Z-isomerization of retinoids through combination of monochromatic photoisomerization and metal catalysis

Abstract

Catalytic Z-isomerization of retinoids to their thermodynamically less stable Z-isomer remains a challenge. In this report, we present a photochemical approach for the catalytic Z-isomerization of retinoids using monochromatic wavelength UV irradiation treatment. We have developed a straightforward approach for the synthesis of Z-retinoids in high yield, overcoming common obstacles normally associated with their synthesis. Calculations based on density functional theory (DFT) have allowed us to correlate the experimentally observed Z-isomer distribution of retinoids with the energies of chemically important intermediates, which include ground- and excited-state potential energy surfaces. We also demonstrate the application of the current method by synthesizing gram-scale quantities of 9-cis-retinyl acetate 9Z-a. Operational simplicity and gram-scale ability make this chemistry a very practical solution to the problem of Z-isomer retinoid synthesis.

Figure 1.

Screening of wavelength bands for the isomerization of E to Z retinyl acetate. A) The yield of 9Z-a using different wavelengths over 4 h. B) HPLC chromatograms of all-trans to 9-cis isomer after 0 (black), 20 min (pink), 1 (green), 2 (purple), and 4 (blue) h irradiation at 385 nm. Peak 13Z-a represents 13-cis, Peak 9Z-a represents 9-cis, Peak 7Z-a represents 7-cis, and Peak E-a represents all-trans.

Figure 2.

A) Reaction progress monitoring the isomerization of all-trans-retinyl acetate to the 9-cis isomer.
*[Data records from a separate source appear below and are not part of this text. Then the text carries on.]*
Issue #47, opened 2023-02-09
fetch German common name from wikipedia


markus2330:
If I enter, e.g., https://de.wikipedia.org/wiki/Acanthus_mollis I get the German name "Wahrer Bärenklau". @aidnurs can we easily use this to pre-fill the German common name column?

markus2330:
Have you already looked into this one? This would make Yvonne's work of adding additional data much more comfortable.

markus2330:
scraper/data/detail.csv still doesn't seem to contain German names?

When I rerun the scraper, I don't get the same results, e.g. first row:

```diff
 "Folder Name","Common Name","Common Name DE","Subfamily","To check","Is Tree","Mature Size Height","Mature Size Width","Nutrition Demand","Article Last Modified At","Is Variety","Binomial name","Genus","Family","Edible uses","Medicinal uses","Material uses &amp; Functions","Botanic","Propagation","Cultivation","Environment","Material uses","Functions","Provides forage for","Provides shelter for","Hardiness Zone","Heat Zone","Water","Sun","Shade","Soil PH","Soil Texture","Soil Water Retention","Environmental Tolerances","Native Climate Zones","Adapted Climate Zones","Native Geographical Range","Native Environment","Ecosystem Niche","Root Zone Tendancy","Deciduous or Evergreen","Herbaceous or Woody","Life Cycle","Growth Rate","Fertility","Pollinators","Flower Colour","Flower Type","Plant References","Has drought tolerance","Tolerates wind"
-"Allium_cepa_ascalonicum","Shallot",,"","Is Variety",,"0.3",,,"2013-05-04T10:07:00.000Z",true,"Allium cepa ascalonicum","Allium","Alliaceae",,,"
-[6][7][8][9]
-","[18]","","","",,"","","","5",,"moderate","full sun","no shade","
-acid, neutral, alkaline, very alkaline
+"Aconitum_dienorrhizum","",,"",,,,,,"2013-05-04T10:02:00.000Z",,"Aconitum dienorrhizum","Aconitum","Ranunculaceae",,,"","[9]","","","",,"","","",,,"moderate","full sun","light shade","
+acid, neutral, alkaline
```

aidnurs:
Hey @markus2330,

[...]

PR #48, opened 2023-02-10
Define database layout for plant hierarchy

aidnurs:


scraper/data/detail_yvonne.csv
```diff
@@ -0,0 +1,31 @@
+Folder Name,Common Name,Common Name DE,Subfamily,To check,Is Tree,Mature Size Height,Mature Size Width,Nutrition Demand,Binomial name,Genus,Family,Edible uses,Medicinal uses,Material uses &amp; Functions,Botanic,Propagation,Cultivation,Environment,Material uses,Functions,Provides forage for,Provides shelter for,Hardiness Zone,Heat Zone,Water,Sun,Shade,Soil PH,Soil Texture,Soil Water Retention,Environmental Tolerances,Native Climate Zones,Adapted Climate Zones,Native Geographical Range,Native Environment,Ecosystem Niche,Root Zone Tendancy,Deciduous or Evergreen,Herbaceous or Woody,Life Cycle,Growth Rate,Fertility,Pollinators,Flower Colour,Flower Type,Has drought tolerance,Tolerates wind,Plant References
```
markus2330, line 1: Please add a README.md how this merging works (what is Yvonne allowed to change etc.)

markus2330 (changes requested):
Good work!

doc/decisions/database_structure.md
```diff
@@ -0,0 +1,78 @@
...
+
+The main goal of this document is to describe the database structure/layout especially in terms of relations between data entities.
+
+## Problem
+
+Semantically the plant information can be described as a hierarchy of entities. E.g., a plant is always a member on the variety level, while a variety is a part of species, species is a part of genus, genus is a part of subfamily, subfamily is a part of family. Please take a look at the diagram below. Each of these entities can have their own properties, e.g., a variety under a specie can have different height than the specie that it belongs to.
+
+The challenge is to define the structure of the database in a way that the data can be easily queried and updated.
+
+Another goal is to be able to define relations between entities, e.g., a plant of one variety doesn't want to be neighbor to plant of some other variety.
```
markus2330, line 11: Actually this is a Constraint for the decision, like all other features we want for the hierarchy.

doc/decisions/database_structure.md
```diff
@@ -0,0 +1,78 @@
...
+
+> Table inheritance is typically established when the child table is created, using the INHERITS clause of the CREATE TABLE statement.
+
+So the inheritance is useful to deal with complex DDL structure on the startup, but will not help us to avoid bulk operations e.g. updating a column for every `variety` in the entire `genus`
+
+## Decision
+
+1. Hierarchy
+
+Hierarchy of entities should be implemented using foreign keys and table relationships instead of Inheritance feature of PSQL. In case of a conflict, the lowest entity level in the hierarchy is prioritized. E.g. when there is a height value in a species and in a variety, variety wins.
```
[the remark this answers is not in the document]
markus2330: Actually it would be best if you can give a few SQL commands how we would update and select attributes from the plants.

markus2330 (changes requested):
Additional comments.

doc/decisions/database_structure.md
```diff
@@ -0,0 +1,78 @@
...
+
+Plant relations(e.g. like, dislike, etc.) should be implemented using separate many-to-many tables. This is because the relations are not part of the plant entity, but rather a property of the relationship between two plants.
+
+2. Metatables for parent entities i.e. genus, subfamily, family
```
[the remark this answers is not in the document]
markus2330: She agrees, we can always assume that a species can be planted, even though often not the species itself is relevant for the garden but its varieties instead. However, the species theoretically exists as a plant. We can solve this nicely in the UI by having a collapsing entry (clicking on "+" shows varieties).

The solution of https://docs.trefle.io/docs/guides/getting-started/ (having a botanically-non-existing hierarchy layer "Plant") is more confusing than what it might help.

doc/decisions/database_structure.md
```diff
@@ -0,0 +1,78 @@
...
+
+    class Family:::abstract {
+    }
+    class Subfamily:::abstract {
+    }
+    class Genus:::abstract {
+    }
+    class Species {
+      +int height
+      +int width
```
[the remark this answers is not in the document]
aidnurs: explicitly mentioned in the doc once again that the diagram provides an example of such attribute classification.

doc/decisions/database_structure.md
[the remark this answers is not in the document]
aidnurs: I agree with you that we should explicitly document table relationships. Since this document is a decision document I would like to keep technical details out of it i.e. the better place would be [database_schemata.md](https://github.com/ElektraInitiative/PermaplanT/blob/db-docs/doc/architecture/database_schemata.md) in my opinion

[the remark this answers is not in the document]
markus2330: If the details are part of what is to be decided, they need to be mentioned. (If the details are not relevant for the decision, they don't need to be mentioned.)

doc/decisions/database_structure.md
```diff
@@ -0,0 +1,95 @@
...
+- subfamily belongs to a family.
+
+Please take a look at the diagram below.
+
+Each of these entities can have their own properties.
+E.g., a variety under a specie can have different height than the specie that it belongs to.
+
+The challenge is to define the structure of the database in a way that the data
+- can be easily queried and
+. updated without redundancy (e.g. setting attributes for a whole family).
```
markus2330, line 26:
```suggestion
- updated without redundancy (e.g. setting attributes for a whole family).
```

doc/decisions/database_structure.md
```diff
@@ -0,0 +1,95 @@
...
+- on variety level, and/or
+- on species level.
+
+Furthermore:
+- a variety belongs to a specie
+- specie belongs to a genus
+- genus belongs to a subfamily or family
+- subfamily belongs to a family.
+
+Please take a look at the diagram below.
```
markus2330, line 19: Please directly add it here. (Forward references are bad style, especially if they are unnamed.)

markus2330 (changes requested):
Looked at decision again. It is probably better in future to have decisions in separate PRs, as they sometimes have heavy discussions.

aidnurs:
Hey @markus2330,

I was stuck and confused with this decision for a bit because I couldn't say for sure what the foreign key relationships will look like since I don't have enough data and insights for now. It is going to depend on the semantics of the data in the future. Let me provide you an example here: 

all the information scraped from practicalplants is represented in a flat form e.g. there is no semantical difference between entries yet(species vs genus vs....) i.e. we should consider them all as varieties for now. I was able to extract all unique occurrences of genus and family values, however, the species list is still empty. So the relationship structure cannot be fixed yet and will take some time. 

I totally agree with you in your latest comment that we should keep decisions apart from technical parts, I was quite confused with the decision structure in general since I thought that a general decision would be sufficient e.g. PSQL Inheritance was rejected right away and flat table structure was preferred with the first commit. I suggest we proceed with the current state and do not fix the structure yet, so it doesn't hold our progress. 

Let me know what you think. Thanks!
Nursultan

doc/decisions/database_structure.md
```diff
@@ -0,0 +1,78 @@
...
+So the inheritance is useful to deal with complex DDL structure on the startup, but will not help us to avoid bulk operations e.g. updating a column for every `variety` in the entire `genus`
+
+## Decision
+
+1. Hierarchy
+
+Hierarchy of entities should be implemented using foreign keys and table relationships instead of Inheritance feature of PSQL. In case of a conflict, the lowest entity level in the hierarchy is prioritized. E.g. when there is a height value in a species and in a variety, variety wins.
+
+Plant relations(e.g. like, dislike, etc.) should be implemented using separate many-to-many tables. This is because the relations are not part of the plant entity, but rather a property of the relationship between two plants.
+
```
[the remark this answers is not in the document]
aidnurs: This is a good example of what I mean in my latest comment. PSQL does not allow foreign key relations across multiple tables. To give you a more handy example: as we've already discussed that we want cross-hierarchical relations between plants e.g. a plant does not "like" an entire genus. This is not possible with metatables proposed in the decision since you cannot map multiple tables within the same foreign key.

markus2330:
> I was stuck and confused with this decision for a bit because I couldn't say for sure what the foreign key relationships will look like since I don't have enough data and insights for now. It is going to depend on the semantics of the data in the future. Let me provide you an example here:

Thank you for telling me! Please never hesitate to say that something is unclear.

> all the information scraped from practicalplants is represented in a flat form e.g. there is no semantical difference between entries yet(species vs genus vs....) i.e. we should consider them all as varieties for now.

Yvonne said that it is not so clear if there are more species or varieties in the list. The others (genus and up) cannot be in this database, as this is only an abstract concept and not a real plant in nature. Anyway, Yvonne can categorize typical plants for us so that we can get a better understanding (species or varieties; and their relations). In which format should she do it?

> I was able to extract all unique occurrences of genus and family values, however, the species list is still empty. So the relationship structure cannot be fixed yet and will take some time.

:+1: 

> I totally agree with you in your latest comment that we should keep decisions apart from technical parts, I was quite confused with the decision structure in general since I thought that a general decision would be sufficient e.g. PSQL Inheritance was rejected right away and flat table structure was preferred with the first commit. I suggest we proceed with the current state and do not fix the structure yet, so it doesn't hold our progress.

Ok, then let us keep the decision as is. Simply write in the decision what is still open.

aidnurs:
Hey @markus2330,

thank you for the response! I've updated the documentation and the decision by listing all open points. I think it is a good decision to proceed without fixing the structure yet. 

Regarding the scraper, we have all steps needed to populate the database already in place, so once we agree on the structure, we can easily adjust the required changes.

doc/decisions/database_structure.md
```diff
@@ -0,0 +1,118 @@
...
+```
+
+Each of these entities can have their own properties.
+E.g., a variety under a specie can have different height than the specie that it belongs to.
+
+The challenge is to define the structure of the database in a way that the data
+
+-   can be easily queried and
+-   updated without redundancy (e.g. setting attributes for a whole family).
```
markus2330, line 54: attribute/property used as synonym

doc/decisions/database_structure.md
```diff
@@ -0,0 +1,118 @@
...
+-   on species level.
+
+Furthermore:
+
+-   a variety belongs to a specie
+-   specie belongs to a genus
+-   genus belongs to a subfamily or family
+-   subfamily belongs to a family.
+
+Please take a look at the diagram below, which shows the hierarchy of entities with `height` and `width` as an example of attribute classification described above.
```
markus2330, line 21: attribute/property used as synonym

markus2330: we go for attributes, please add to glossary

backend/migrations/2023-02-20-213219_create_plants_metatables/up.sql
```diff
@@ -0,0 +1,34 @@
+-- Your SQL goes here
+CREATE TABLE family (
```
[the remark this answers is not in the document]
markus2330: As discussed, it should be removed.

aidnurs:
fixes #47

aidnurs:
Hey @markus2330,

this PR is ready to be merged:
- the database structure is open for future discussions as agreed yesterday
- migrations with metatables are removed
- the decision is marked as TBD in the docs
- implemented helper flags for Yvonne
- scraper/merge/insert scripts are ready. however, they could be still changed with future changes in the database structure
- documentation is up-to-date

Sincerely,
Nursultan

doc/decisions/database_structure.md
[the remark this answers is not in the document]
markus2330: Please write such outcomes (what someone said) also in the decision, so that the decision always represents the full picture of the current knowledge concerning the decision.

backend/migrations/2023-02-20-112009_alter_plant_detail/up.sql
```diff
@@ -0,0 +1,5 @@
+-- Your SQL goes here
+ALTER TABLE plant_detail
+ADD COLUMN license VARCHAR;
```
markus2330, line 3: It is better if the license is an enum, we don't want any arbitrary licenses. Are we sure that the whole database currently has the same CC license? (Did you scrape this information?)

scraper/README.md
```diff
@@ -19,20 +19,54 @@ npm install && mkdir -p data
...
 ```
 
-4. Insert data into database
+As an additional step the script will also lookup the german common name through Wikidata API and store it under the column `Column Name DE` in the `detail.csv` file.
 
-After the data is scraped and stored in `csv` format, we should now insert it into the database. This can be done with the following command:
+There will be several CSV files generated in the `data` directory:
 
-_Note:_ Please make sure that the database is up-to-date with latest migrations before running this command.
+-   `detail.csv`: This file contains the data scraped from the Practical Plants wiki dump.
```
markus2330, line 36: Please specify these files (which are CC licensed) in the file [.reuse/dep5](https://github.com/ElektraInitiative/PermaplanT/blob/master/.reuse/dep5)

scraper/README.md
```diff
@@ -19,20 +19,54 @@ npm install && mkdir -p data
...
+-   `distinctFamily.csv`: This file contains the distinct family names scraped from the Practical Plants wiki dump.
+-   `distinctGenus.csv`: This file contains the distinct genus names scraped from the Practical Plants wiki dump.
+-   `errors.csv`: This file contains the errors encountered during the scraping process. The columns in the file identify the type of error i.e. which part of the data was missing. The main error type occurs under the column "Plant Datatable" and represents listing pages e.g. [/abelia][https://practicalplants.org/wiki/abelia/].
```
markus2330, line 39: detail_yvonne.csv is nowhere mentioned? "Is Tree" is nowhere true in detail_yvonne.csv?

markus2330 (changes requested):
Good job! At least the .reuse/dep5 should be fixed before merging.

backend/migrations/2023-02-20-112009_alter_plant_detail/up.sql
aidnurs: good idea and yes, all the scraped information is available under the same license incl. the data fetched from wikipedia

aidnurs:
Hey @markus2330,

Summary:
1. As I've already mentioned we fetch the license from each practicalplants page. I've overseen the 2nd license that they use sometimes called `CC BY-NC-SA`
     > The Practical Plants database is released under a CC BY-SA license, except where otherwise specified. Some portions of the data on this website are currently under a CC BY-NC-SA license as distributed by the original copyright owner. These parts are marked with a non-commercial symbol. We are actively working to transition these portions to a CC BY-SA license.
2. Wikidata used to fetch german names uses CC BY-SA as well([link to their copyright page](https://www.wikidata.org/wiki/Wikidata:Copyright))

I have a couple of questions to clarify:
1. Should I use an array for the `license` column instead
     e.g. ["CC BY-SA", "CC BY-NC-SA"] where "CC BY-NC-SA" is coming from the practical plants and "CC BY-SA" because of the wikidata
2. Should I add only the csv files to .reuse/dep5? And how it should look like?
```
Files: scraper/src/data/*
Copyright: ___
License: CC-BY-SA-3.0, CC-BY-NC-SA-3.0
```

Thank you very much in advance,
Nursultan

markus2330:
>  Should I use an array for the license column instead
> e.g. ["CC BY-SA", "CC BY-NC-SA"] where "CC BY-NC-SA" is coming from the practical plants and "CC BY-SA" because of the wikidata

No, that would only obfuscate what the real license for each of the parts is. Let us remove the column and state at one place (.reuse/dep5) what the different licenses are. Perfectly clear (from license point of view) is if the BY-NC-SA and the BY-SA licensed content would be in different CSVs and merged only by the tool (and not checked-in). But that would break our workflow, wouldn't it?

>  Should I add only the csv files to .reuse/dep5?

Exactly.

> And how it should look like?

Depends on if we can split the files easily. If they are split it is obvious.

If it is not split, your suggestion looks fine, maybe use Copyright to write how the License must be interpreted.

```
Files: scraper/src/data/*
Copyright: different holders [or copy from original source], German names from Wikipedia (CC-BY-SA-3.0), other columns from practicalplants and Yvonne Markl (2022) (CC-BY-NC-SA-3.0)
License: CC-BY-SA-3.0, CC-BY-NC-SA-3.0
```

markus2330 (changes requested):
Great job, nearly done:

1. the build server fails for the backend (see Nextcloud talk chat)
2. detail.csv does not seem to be updated? (German name missing?)
3. add reuse license for the CSVs and completely remove the license row in the database (useless in its current form: it doesn't apply to the whole row anymore and gets ambiguous)

aidnurs:
> > Should I use an array for the license column instead
> > e.g. ["CC BY-SA", "CC BY-NC-SA"] where "CC BY-NC-SA" is coming from the practical plants and "CC BY-SA" because of the wikidata
> 
> No, that would only obfuscate what the real license for each of the parts is. Let us remove the column and state at one place (.reuse/dep5) what the different licenses are. Perfectly clear (from license point of view) is if the BY-NC-SA and the BY-SA licensed content would be in different CSVs and merged only by the tool (and not checked-in). But that would break our workflow, wouldn't it?

This would add some unnecessary complexity to the code. For example, I also create 2 additional files with distinct genus and families, so the number of files will then double in size. Yvonne would also have to work with 2 different files for each file type during her correction. However, I could then easily merge the files since each row represents different plants i.e. I just have to concat them together. So I would avoid such complications if possible, however, it is up to you how we proceed here.

markus2330:
> This would add some unnecessary complexity to the code. For example, I also create 2 additional files with distinct genus and families, so the number of files will then double in size. Yvonne would also have to work with 2 different files for each file type during her correction. However, I could then easily merge the files since each row represents different plants i.e. I just have to concat them together. So I would avoid such complications if possible, however, it is up to you how we proceed here.

I agree, simply write a "Copyright" or maybe better "Source", see https://www.debian.org/doc/packaging-manuals/copyright-format/1.0/#source-field in .reuse/dep5 that clearly¹ writes that two licenses are mixed in one CSV. (Unless you have a better idea. I am also not a lawyer.)

¹ As written in the suggestion above: BY-SA for Wikipedia rows, BY-NC-SA for all the other rows.

kitzbergerg:
Btw it seems like https://github.com/ElektraInitiative/PermaplanT/pull/48/commits/5f1b97bf466635511efaeba1adac63d1076ee9a2 breaks something in the backend. No idea what exactly is going wrong, the errors is quite cryptic. The error occurs in `plants.rs` `find_all` method.

aidnurs:
> Btw it seems like [5f1b97b](https://github.com/ElektraInitiative/PermaplanT/commit/5f1b97bf466635511efaeba1adac63d1076ee9a2) breaks something in the backend. No idea what exactly is going wrong, the error is quite cryptic. The error occurs in `plants.rs` `find_all` method.

The problem was a missing column in the plant model. Fixed, we're good now

aidnurs:
Hey @lukashartl, could you please take a look at the CI pipelines?  In order to start the frontend, we need to rebuild the types with `typeshare ./ --lang=typescript --output-file=../frontend/src/bindings/definitions.ts`, which is actually done in `build_backend.sh` as I can see. However, during the frontend build, old types are being imported, causing pipeline failures. 

>  Module '"@/bindings/definitions"' has no exported member 'VarietyDTO'.

So in our case, we have renamed `varieties` into `plants` in the database and in the backend. As you can see from the pipeline log, the old definitions i.e. VarietyDTO(instead of PlantDTO) are being imported.

Appreciate your help, Thank you very much in advance!

aidnurs:
Hey @lukashartl,

You're totally right, thank you very much for taking a look! my bad sorry, I'm still in between the backend and frontend layers yet. Will take care of the rest

aidnurs:
Hey @markus2330,

here are the latest changes since your last review:

- I've resolved all CI pipeline issues
- german common names for plants work
- updated licenses

These were the final changes for the PR to fulfill, feel free to merge the branch once you check it.

Thank you,
Nursultan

B) Dose dependency of E retinyl acetate. C) Energy level measurements.

Figure 3.

Relationship between the distribution of cis-retinyl acetate isomers. A) Time course of the reaction from E to Z and backward. B) Absorbance spectra of all-trans E-a and 9-cis 9Z-a isomers.

Figure 4.

Exploring a catalyst effect on the distribution of cis-retinyl acetate isomers.

Figure 5.

Computed Jablonski diagrams of the photochemical isomerizations of (A) retinyl acetate E-a and (B) retinal E-d. Singlet and triplet states are represented with solid and dashed lines. Color code denotes the isomer of interest: all-trans (black), 7-cis (red), 9-cis (green), 11-cis (yellow), 13-cis (violet). Fast processes are represented with solid arrows (absorption, emission, relaxation), while slow processes are depicted with dotted lines (intersystem crossing, ISC) or dot-dash lines (phosphorescence, phosph). T₁^TS denotes transition states for rotations around C=C bonds in the first triplet state and MECP is the minimum energy crossing point that approximates the true conical intersection point between S₀ and S₁ surfaces. Computed absorption wavelength (λ_max) maxima and the fluorescence rates (k_fluor) are provided for all ground state isomers.

Figure 6.

Experimental and calculated UV-VIS spectra for retinyl acetate E-a and in a complex with catalyst III. A) Experimental spectra of the retinyl acetate E-a (black), catalyst III (red) and the complex of the two (magenta). B) Computed spectra of the retinyl acetate E-a. On the right: one-electron orbital picture of two key transitions.

Figure 7.

UV-Vis absorption spectra of opsin (black) and opsin with addition of all-trans-retinal E-a (blue dashed) after irradiation with 395 nm UV light for 5 min, 10 min and 15 min.

Scheme 1.

Photoisomerization of retinoids in two different pathways. Top arrow: isomerization with monochromatic UV light in the presence of catalyst produces mainly 13-cis among the cis isomers. Bottom arrow: isomerization with monochromatic UV light produces mainly the 9-cis among the cis isomers.

Scheme 2.

Theoretical reaction pathway for the Z-isomerization of all-trans-retinyl acetate E-a.

Scheme 3.

Gram-scale synthesis of 9-cis-retinyl acetate 9Z-a.